----- PROVIDED DATA
PR #2187, opened 2015-11-05
[WIP] Inject the Store into commands

dgageot:
Testing the commands is still complicated. So I carried on with refactoring the code:

+ Inject the Store into command -> easy to mock.
+ Cleanup createInner and createOuter -> it's a mess to read and test.
+ Replace most helper methods on store be calls to store directly -> Easier to mock
+ Improve error messages by removing some long error chains that say the same thing 3x

### DIFF
--- a/commands/active.go
+++ b/commands/active.go
@@ -15,12 +15,10 @@ var (
 	errTooManyArguments = errors.New("Error: Too many arguments given")
 )
 
-func cmdActive(c CommandLine) error {
+func cmdActive(c CommandLine, store persist.Store) error {
 	if len(c.Args()) > 0 {
 		return errTooManyArguments
 	}
-
-	store := getStore(c)
 
 	host, err := getActiveHost(store)
 	if err != nil {
@@ -35,7 +33,7 @@ func cmdActive(c CommandLine) error {
 }
 
 func getActiveHost(store persist.Store) (*host.Host, error) {
-	hosts, err := listHosts(store)
+	hosts, err := store.List()
 	if err != nil {
 		return nil, err
 	}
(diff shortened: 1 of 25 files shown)


dgageot:
Hi @docker/machine-maintainers Here's some more refactoring to make code easier to test and also easier to read. It's still WIP because a couple of things are broken.
But I could really use your feedback.

dmp42:
I like it. Expect to rebase this a couple of times though.

@nathanleclaire wdyt?

nathanleclaire:
Let's change just one piece at a time (i.e. let's not go modifying the `cmdOuter` and `cmdInner` stuff at the same time as working on injecting a libmachine client).

The `cmdOuter` and `cmdInner` stuff, while I know it _looks_ ugly and horrible, is that way for very specific reasons.  There has been a lot of effort put into making codegangsta/cli work with the types of dynamic lookups we're doing with pluggable drivers and I doubt we can take out large chunks safely overnight.  

It's split up into two functions for a very specific reason, for instance:  If `SkipFlagParsing` is not set to `true` for the outermost `create` function, codegangsta/cli will complain about flags it doesn't recognize (because it can't have flags provided by drivers compiled directly in, it doesn't know them ahead of time).  But the flag parsing actually _does_ need to be done for the second time around, in order to validate flags passed in and to parse them out into a form queryable by e.g. `c.Bool("blah")`.

Granted, I'm not averse to cleaning it up if possible, but we need to be really careful about not breaking the fragile logic around `create` in its current form.  And it should most likely be done in a few separate PRs.  This one purports to only deal with injecting store / `libmachine` client into the commands.

dgageot:
@nathanleclaire Sure. This PR is more of a spike to discover what can be done. That said, `cmdOuter` and `cmdInner` is clearly a mess. There has to be a better solution.

I'll keep you posted with a PR dedicated on `Store` injection.

PR #2191, opened 2015-11-05
Fix the local development environment instructions

jviide:
Omit the docker-machine/ path prefix from the last cd command. Having followed the instructions the user should already be in the docker-machine directory.


dmp42:
Agreed. LGTM

Issue #2196, opened 2015-11-05
Add a vmwarefusion driver flag to disable the mounting of the /Users directory


jviide:
It would be great to be able to disable the automatic mounting of the /Users directory inside the VMWare Fusion VM.

Maybe this could be done along the lines of pull request #1622 that adds the flag --virtualbox-no-share. The Parallels driver also has a similar --parallels-no-share (see https://github.com/Parallels/docker-machine-parallels/pull/1). Therefore it would make sense to name the flag --vmwarefusion-no-share.

jviide:
Opened pull request #2197 to have a go at implementing this.

dgageot:
Closed with https://github.com/docker/machine/pull/2197

PR #2197, opened 2015-11-06
Add a --vmwarefusion-no-share flag to disable the mounting of the /Users directory

jviide:
Implement the functionality mentioned in issue #2196: Add a vmwarefusion driver flag to disable the mounting of the /Users directory. The code is derived from the corresponding --virtualbox-no-share implementation.

I do have a couple of lingering questions though:

 * Should the defaultNoShare constant be defined although it is not used anywhere? The virtualbox driver implementation also has such constant defined.

 * Should shared folders get enabled at all when the sharing is disabled? Currently the ```vmrun("-gu", B2DUser, "-gp", B2DPass, "enableSharedFolders", d.vmxPath())``` line gets called regardless of whether /Users mounting is enabled or disabled.

### DIFF
--- a/docs/drivers/vm-fusion.md
+++ b/docs/drivers/vm-fusion.md
@@ -17,6 +17,7 @@ Options:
----------
# [PROBLEM TO WORK ON]
Look through the material above and print exactly the lines from the one containing "Fix the local" to the one containing "It would be", both included, and nothing more.

# [EXERCISE SOLUTION]
Fix the local development environment instructions

jviide:
Omit the docker-machine/ path prefix from the last cd command. Having followed the instructions the user should already be in the docker-machine directory.


dmp42:
Agreed. LGTM

Issue #2196, opened 2015-11-05
Add a vmwarefusion driver flag to disable the mounting of the /Users directory


jviide:
It would be great to be able to disable the automatic mounting of the /Users directory inside the VMWare Fusion VM.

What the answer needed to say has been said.